EXERCISE DATA:
◆ ◆ ◆ ◆

PR #177, opened 2018-03-05
Implement IGMP packets

astro:
Retake on #60/#176 to clean up commit history.

### DIFF
--- a/src/wire/igmp.rs
+++ b/src/wire/igmp.rs
@@ -426,7 +426,7 @@ mod test {
         for i in 0..256usize {
             let time1 = i as u8;
             let duration = max_resp_code_to_duration(time1);
-            let time2 = duration_to_max_resp_code(&duration);
+            let time2 = duration_to_max_resp_code(duration);
             assert!(time1 == time2);
         }
     }


src/phy/mod.rs
```diff
@@ -161,6 +161,8 @@ pub struct ChecksumCapabilities {
     pub tcpv4: Checksum,
     #[cfg(feature = "proto-ipv4")]
     pub icmpv4: Checksum,
+    #[cfg(feature = "proto-ipv4")]
+    pub igmp: Checksum,
```
whitequark: Is there any hardware that computes IGMP checksums? If not I'd prefer to not have this.

src/wire/igmpv2.rs
```diff
@@ -0,0 +1,417 @@
...
+    pub fn set_msg_type(&mut self, value: Message) {
+        let data = self.buffer.as_mut();
+        data[field::TYPE] = value.into()
+    }
+
+    /// Set the Max Resp Time field.
+    #[inline]
+    pub fn set_max_resp_time(&mut self, value: u8) {
+        let data = self.buffer.as_mut();
+        data[field::MAX_RESP_TIME] = value
```
whitequark: Based on the algorithm in `max_resp_time()`, doing `x.set_max_resp_time(x.max_resp_time())` will sometimes change the packet. This is obviously wrong.

src/wire/igmpv2.rs
```diff
@@ -0,0 +1,417 @@
...
+            Message::MembershipQuery => {
+                let max_resp_time = packet.max_resp_time();
+                // See RFC 3376: 7.1. Query Version Distinctions
+                let version = if max_resp_time == 0 {
+                    IgmpVersion::Version1
+                } else {
+                    IgmpVersion::Version2
+                };
+                Ok(Repr::MembershipQuery {
+                       max_resp_time,
```
whitequark: Nit: this is indented a bit too much.

src/wire/igmpv2.rs
```diff
@@ -0,0 +1,417 @@
...
+                group_addr,
+                version,
+            } => {
+                write!(f,
+                       "IGMPv2 Membership report group_addr={} version={:?}",
+                       group_addr,
+                       version)
+            }
+            &Repr::LeaveGroup { group_addr } => {
+                write!(f, "IGMPv2 Leave Group group_addr={})", group_addr)
```
whitequark: All three branches have inconsistent capitalization. I prefer `membership query`, `membership report` and `leave group`.

src/wire/igmpv2.rs
```diff
@@ -0,0 +1,417 @@
...
+    }
+}
+
+
+/// A high-level representation of an Internet Group Management Protocol v2 header.
+#[derive(Debug, PartialEq, Eq, Clone, Copy)]
+pub enum Repr {
+    MembershipQuery {
+        /// Maximum Response Time in 1/10th second (100ms) units
+        max_resp_time: u16,
```
whitequark: Since not all `u16` values are valid for `max_resp_time` anyway, I think you should use `Duration` here, and silently clamp values to the closest valid ones.

src/phy/mod.rs
astro: Removed!

astro:
Thank you for the feedback.

Please forgive that I've cheated a bit in `set_max_resp_time()` but generating the exp/mant form is tricky while currently not needed. I added a comment in that place.

whitequark:
No, that's not acceptable. There shouldn't be any broken accessors.

You could make the Packet accessors read and write the raw value--the transformation to/from Duration shouldn't happen at that level anyway--and panic in `Repr::emit`, with documentation.

astro:
Thank you for the feedback. I hope the `max_resp_time` is now properly.

whitequark:
Thanks!
@dlrobertson r?

src/wire/igmpv2.rs
```diff
@@ -0,0 +1,451 @@
...
+
+    /// Return the Max reponse time (in 100ms units)
+    ///
+    /// See [RFC 3376]: 4.1.1. Max Resp Code
+    ///
+    /// [RFC 3376]: https://tools.ietf.org/html/rfc3376
+    #[inline]
+    pub fn max_resp_time(&self) -> u8 {
+        let data = self.buffer.as_ref();
+        data[field::MAX_RESP_TIME].into()
```
dlrobertson: I don't think you need the `into` here if you're returning a `u8`. Did you mean to return a `Duration`?

src/wire/igmpv2.rs
```diff
@@ -0,0 +1,451 @@
...
+
+    #[test]
+    fn duration_to_max_resp_time_max() {
+        for duration in 31744..65536 {
+            let time = duration_to_max_resp_time(
+                &Duration::from_millis(duration * 100)
+            );
+            assert_eq!(time, 0xFF);
+        }
+    }
```
dlrobertson: +1 for the duration tests!

src/wire/mod.rs
```diff
@@ -153,6 +155,11 @@ pub use self::icmpv4::{Message as Icmpv4Message,
                        Packet as Icmpv4Packet,
                        Repr as Icmpv4Repr};
 
+#[cfg(feature = "proto-ipv4")]
+pub use self::igmpv2::{Packet as IgmpPacket,
```
dlrobertson: nit: seems strange to me to have the module named `igmpv2` but the exported structures and enums named `Igmp<Something>`. Would it make sense to just leave the module named `igmp` since we're not going to allow `Igmpv1Packet`, `Igmpv2Packet`, etc?

src/wire/igmpv2.rs
astro: Right, thanks for pointing out!

src/wire/mod.rs
astro: I completely agree. Renamed to `igmp`!

dlrobertson:
@whitequark looks good to me

src/wire/igmp.rs
```diff
@@ -8,7 +8,7 @@ use time::Duration;
 use wire::Ipv4Address;
 
 enum_with_unknown! {
-    /// Internet Group Management Protocol v2 message version/type.
+    /// Internet Group Management Protocol v1/v2 message version/type.
```
whitequark: This module handles both versions 1 and 2.

src/wire/igmp.rs
```diff
@@ -31,7 +31,7 @@ mod field {
     use wire::field::*;
 
     pub const TYPE: usize = 0;
-    pub const MAX_RESP_TIME: usize = 1;
+    pub const MAX_RESP_CODE: usize = 1;
```
whitequark: The field is called Max Resp Code in the RFC, and it's not (always) in centiseconds.

src/wire/igmp.rs
```diff
@@ -323,12 +316,11 @@ fn duration_to_max_resp_time(duration: &Duration) -> u8 {
     }
 }
 
-
 impl<'a, T: AsRef<[u8]> + ?Sized> fmt::Display for Packet<&'a T> {
     fn fmt(&self, f: &mut fmt::Formatter) -> fmt::Result {
         match Repr::parse(self) {
             Ok(repr) => write!(f, "{}", repr),
-            Err(err) => write!(f, "IGMPv2 ({})", err),
+            Err(err) => write!(f, "IGMP ({})", err),
```
whitequark: Again, this could be an IGMP packet of any version.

◆ ◆ ◆ ◆

GOAL OF THE EXERCISE:
Copy all lines above where "feedback" is present.

SOLUTION TO THIS TASK:
Thank you for the feedback.
Thank you for the feedback. I hope the `max_resp_time` is now properly.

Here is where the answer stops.